Phase 3 PEDFIC-1 clinical study is the largest ever conducted in PFIC.
results showed that the study reached the main endpoint of regulatory requirements in the United States and the European Union: odevixibat significantly reduced bile acid response (SBA, p-0.003), significantly improved skin itching (p-0.004), and had a single-digit diarrhea rate compared to placebos.
addition, long-term data from PEDFIC-2 (Open Label Phase 3 Extended Study) show that in patients treated for up to 48 weeks, the continuous and persistent reduction of SBA, improved itching assessment, and encouraging indicators of liver and growth function.
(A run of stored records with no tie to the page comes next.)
PR #331, opened 2022-11-09
Support `typeid(struct S)` in ghost code

NielsMommen:


src/verifast1.ml
```diff
@@ -1916,20 +1917,24 @@ module VerifyProgram1(VerifyProgramArgs: VERIFY_PROGRAM_ARGS) = struct
...
             if List.mem_assoc f fmap then static_error lf "Duplicate field name." None;
             let t = check_pure_type ("", []) [] gh t in
             let offset = if gh = Ghost then None else Some (get_unique_var_symb (sn ^ "_" ^ f ^ "_offset") intType) in
             let entry = (f, (lf, gh, t, offset, init)) in
-            iter1 (entry::fmap) fds (has_ghost_fields || gh = Ghost) bases
+            iter1 (entry::fmap) fds (has_ghost_fields || gh = Ghost) bases type_info
         in
-        let new_item = begin
+        let new_item = 
+          let type_info = get_unique_var_symb (sn ^ "_type_info") type_info_ref_type in
```
btj, line 1934: Move this line before the definition of `iter1` so you don't need the extra `iter1` parameter?

btj:
Please add a test case. Something like `//@ void *p = typeid(struct S);` (or `//@ void *p = &typeid(struct S);`?) should be possible. (If necessary, perhaps make `typeid(struct S)` be of type `void *` in C.) Otherwise, looks good! Thanks!

btj:
Don't forget to add the test case to `testsuite.mysh`!

PR #343, opened 2022-11-22
[C++] Consume bases_constructed at end of destructor body

NielsMommen:
`X_bases_constructed` was consumed too early when verifying a destructor, which didn't allow to call methods during destruction.


btj:
Did you forget to add the new test case to `testsuite.mysh`?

in both studies, odevixibat was well-resistant, and most of the adverse events (TEAEs) caused by treatment were mild or moderate.
the chemical structure of odevixibat (Photo: medkoo.com) in general, these studies confirm once again the potential of odevixibat to become the first drug approved for the treatment of PPIC.
PFIC is a devastating disease that is currently treated with surgery, including liver transplantation.
is a safe and effective treatment that has the potential to make a real difference for PFIC patients and their families.
regulatory approval, Albireo plans to bring odevixibat to market in the second half of 2021. Ron Cooper, president and chief executive officer of
Albireo, said: "Our record time to complete the submission of listing applications to US and EU regulators demonstrates the Albireo team's commitment to providing treatment options for different types of PFIC patients as quickly as possible.
With random, placebo-controlled PEDFIC clinical project data, orphan qualification in the United States and the European Union, accelerated evaluation and access to the EU PRIME program, and fast-track eligibility in the United States, we expect to be approved in the second half of 2021 and will bring the first treatment to PFIC patients worldwide for the first time.
"PEDFIC-1 was a randomized, double-blind, placebo-controlled, global multi-center Phase 3 study conducted in 62 patients aged 6 months to 15.9 years of age in PFIC1 or PFIC2 patients.
study, patients were randomly assigned to receive 2 oral doses of odevixibat commercial preparations (40 μg/kg/day, 120?g/kg/day) or placebo for 24 weeks at a time.
the odevixibat treatment group receive oral capsules or sprays once a day, and these two preparations do not need to be refrigerated.
data showed that in the main analysis, the study reached the main endpoint of compliance with U.S. regulation: a positive rate of 53.5 percent for itching in the odevixibat treatment group and 28.7 percent in the placebo group (p-0.004). in terms of
secondary endpoints, 42.9% of patients in the odevixibat treatment group had a clinically significant improvement in itching scores (defined as: on the 0-4 scale, the itching score decreased from baseline levels at week 24 ≥1.0 points) and the placebo group had a 10.5% (p-0.018).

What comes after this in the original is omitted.